我正在为一个带有预分配内存块的自定义内存管理器的项目做一个矢量实现，我已经成功地使上述矢量执行基本功能，如push_back，erase，reserve，开始（）和end（），以允许每个循环，等等，但遗憾的是（和预期的），悬停的东西只是显示指向的第一个对象，没有其他东西。
虽然不是严格必要的，但是能够将这个实现当作常规的std：：vector来悬停仍然是非常有帮助的。这是可能做到的吗？我发现了一些关于visual studio中变量的自定义属性的页面，但是没有真正实现它们。
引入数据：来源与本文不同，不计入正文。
PR #2023, opened 2017-10-06
Add support for PGPASSFILE with pg_dump

khalwat:
Add support for PGPASSFILE with pg_dump


takobell:
Went with https://github.com/craftcms/cms/commit/242d6cd4564550ff3e36388f6972795937167580 which accounts for Windows as well.

PR #2027, opened 2017-10-10
Return the errors in the warning message

SteveEdson:
Rather than just logging that the validation failed, show the validation errors, to help with debugging.


brandonkelly:
Thanks!

PR #2033, opened 2017-10-12
Bringing LICENSE.md into accordance with markdownlint

rzumstein:
Changed all headings to use ATX style consistently, per MD003.  While the `<a>` tags do technically violate MD033 for being inline html, there is not a pure markdown way to open links in new tabs/windows, so I left them.


brandonkelly:
Thanks! (Though that license isn’t long for this world…)

PR #2042, opened 2017-10-18
Fix crash when URL rules are added by Yii modules.

jcherniak:
Most UrlRules will be an instance of \craft\web\UrlRules, but if rules are inserted via a plugin (module), they might be a \yii\web\UrlRule, which doesn't have the params property, causing a crash.

### DIFF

我已经提供了代码，因为它目前站在底部的问题。唯一重要的部分，这个问题的代码，我认为至少，是顶部。当试图编译，我得到三个错误：E2020 -托管nullptr类型不能在这里使用，C2337 - 'Serializable'：属性找不到，和C2337'NonSerialized'：找不到属性（每个成员变量都有这个属性）。如果我删除类声明上方的[Serializable]，我会得到C3115 'System：：Diagnostics：：LogggerDisplayAttribute'：此属性在'ML_Vector'上不允许，而不是Serializable错误。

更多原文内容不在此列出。